PR #1068, opened 2026-03-25
Yet another graceful shutdown

kazu-yamamoto:
Alternative to #1067.

### DIFF
--- a/warp/Network/Wai/Handler/Warp.hs
+++ b/warp/Network/Wai/Handler/Warp.hs
@@ -93,8 +93,14 @@ module Network.Wai.Handler.Warp (
 
     -- ** Connection counter
     makeSettingsAndCounter,
+    setCounter,
     Counter,
     getCount,
+
+    -- ** Shutting down state
+    ShuttingDown,
+    setShuttingDown,
+    readShuttingDown,
 
     -- ** Exception handler
     defaultOnException,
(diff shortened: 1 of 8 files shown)


kazu-yamamoto:
todo

- [ ] documentation
- [ ] warp-tls

mkleczek:
> Alternative to #1067.

@kazu-yamamoto what is the difference between this PR and #1064 - it looks quite similar and code churn seems to be even bigger, especially that #1064 also covers and - as requested by yourself and @Vlix - was split into multiple commits (separating the one introducing connection counter)

There are now 5 PRs targeting graceful shutdowns: #1064 #1065 #1066 #1067 and this one - maybe it would be a good idea to consolidate efforts so that there is no confusion (closing dead ends and marking experiments as drafts).

kazu-yamamoto:
> @kazu-yamamoto what is the difference between this PR and #1064 - it looks quite similar and code churn seems to be even bigger, especially that #1064 also covers and - as requested by yourself and @Vlix - was split into multiple commits (separating the one introducing connection counter)

I don't think there's much difference now.

> There are now 5 PRs targeting graceful shutdowns: #1064 #1065 #1066 #1067 and this one - maybe it would be a good idea to consolidate efforts so that there is no confusion (closing dead ends and marking experiments as drafts).

@Vlix asked us to wait a little longer, so I'm waiting. I'll look at his ideas and then let's narrow them down to one.

Vlix:
I should be getting my new laptop tomorrow. I hope to make a PR before the end of the weekend.

Vlix:
Made a PR at #1071

- I'm trying not to break any APIs (not even those in `.Internal`)
- `warp-tls` should build with older versions, so there's a bunch of CPP
- I've simplified `Response.hs` a bit
- Might want to rename `makeRecv`, doesn't describe what it's doing well. If anyone has suggestions?
- Would have liked to make `appsInProgress` a `Counter`, but we don't export `newCounter`, so we wouldn't be able to create it in `warp-tls`
- `makeServerState` is idempotent, so as long as it is used before anything that needs to use the `Counter` or `ShuttingDown`, it will keep the same variables.

Vlix:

Exercise prompt: Repeat the entire listing above, keeping every line exactly the same.

Result of the task:
PR #1068, opened 2026-03-25
Yet another graceful shutdown

kazu-yamamoto:
Alternative to #1067.

### DIFF
--- a/warp/Network/Wai/Handler/Warp.hs
+++ b/warp/Network/Wai/Handler/Warp.hs
@@ -93,8 +93,14 @@ module Network.Wai.Handler.Warp (
 
     -- ** Connection counter
     makeSettingsAndCounter,
+    setCounter,
     Counter,
     getCount,
+
+    -- ** Shutting down state
+    ShuttingDown,
+    setShuttingDown,
+    readShuttingDown,
 
     -- ** Exception handler
     defaultOnException,
(diff shortened: 1 of 8 files shown)


kazu-yamamoto:
todo

- [ ] documentation
- [ ] warp-tls

mkleczek:
> Alternative to #1067.

@kazu-yamamoto what is the difference between this PR and #1064 - it looks quite similar and code churn seems to be even bigger, especially that #1064 also covers and - as requested by yourself and @Vlix - was split into multiple commits (separating the one introducing connection counter)

There are now 5 PRs targeting graceful shutdowns: #1064 #1065 #1066 #1067 and this one - maybe it would be a good idea to consolidate efforts so that there is no confusion (closing dead ends and marking experiments as drafts).

kazu-yamamoto:
> @kazu-yamamoto what is the difference between this PR and #1064 - it looks quite similar and code churn seems to be even bigger, especially that #1064 also covers and - as requested by yourself and @Vlix - was split into multiple commits (separating the one introducing connection counter)

I don't think there's much difference now.

> There are now 5 PRs targeting graceful shutdowns: #1064 #1065 #1066 #1067 and this one - maybe it would be a good idea to consolidate efforts so that there is no confusion (closing dead ends and marking experiments as drafts).

@Vlix asked us to wait a little longer, so I'm waiting. I'll look at his ideas and then let's narrow them down to one.

Vlix:
I should be getting my new laptop tomorrow. I hope to make a PR before the end of the weekend.

Vlix:
Made a PR at #1071

- I'm trying not to break any APIs (not even those in `.Internal`)
- `warp-tls` should build with older versions, so there's a bunch of CPP
- I've simplified `Response.hs` a bit
- Might want to rename `makeRecv`, doesn't describe what it's doing well. If anyone has suggestions?
- Would have liked to make `appsInProgress` a `Counter`, but we don't export `newCounter`, so we wouldn't be able to create it in `warp-tls`
- `makeServerState` is idempotent, so as long as it is used before anything that needs to use the `Counter` or `ShuttingDown`, it will keep the same variables.

Vlix:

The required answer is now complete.